[Collected data entries]
PR #4758, opened 2021-04-13
support unregister with register and useController

### LINKED ISSUE #4355: Feature Request - auto unregister inputs on unmount
Yes. In V7 and going forward, inputs are not unregistered on unmount. So in other words, we must manually unregister an input if we want its value removed from form values. While this is a great design choice and in most cases makes things much easier, there are cases where we do want form values removed on unmount. 

For example, take a check box that adds additional fields. If the user unchecks the box, then in most cases we can assume that the fields are no longer relevant and we don't want to keep the values around. While it's totally doable to unregister the fields via `watch` and `useEffect`, it adds extra code and logic. It gets especially bad when we have a chain of related fields. For example show C if B and show B if A. We then need to add a bunch of checks to make sure we are not unregistering the field when we shouldn't be. 

I propose adding a prop to Controller and an option to register that will unregister the input when on unmount. So essentially the V6 behavior. This would give us complete control over how to manage our inputs regarding mounting and unmounting. 

Using `useEffect`, `watch`, and `unregister`.

bluebill1049:
close #4355

### DIFF
--- a/src/useForm.ts
+++ b/src/useForm.ts
@@ -944,7 +944,9 @@ export function useForm<
             onChange: handleChange,
             onBlur: handleChange,
             ref: (ref: HTMLInputElement | null) =>
-              ref && registerFieldRef(name, ref, options),
+              ref
+                ? registerFieldRef(name, ref, options)
+                : options && options.shouldUnregister && unregister(name),
           };
     },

◆ Directions for this task ◆
From the records above, print only the lines between the one holding "--- a/src/useForm.ts" and the one holding "options && options.shouldUnregister", inclusive, exactly as they stand.

◆ Solution to the exercise ◆
--- a/src/useForm.ts
+++ b/src/useForm.ts
@@ -944,7 +944,9 @@ export function useForm<
             onChange: handleChange,
             onBlur: handleChange,
             ref: (ref: HTMLInputElement | null) =>
-              ref && registerFieldRef(name, ref, options),
+              ref
+                ? registerFieldRef(name, ref, options)
+                : options && options.shouldUnregister && unregister(name),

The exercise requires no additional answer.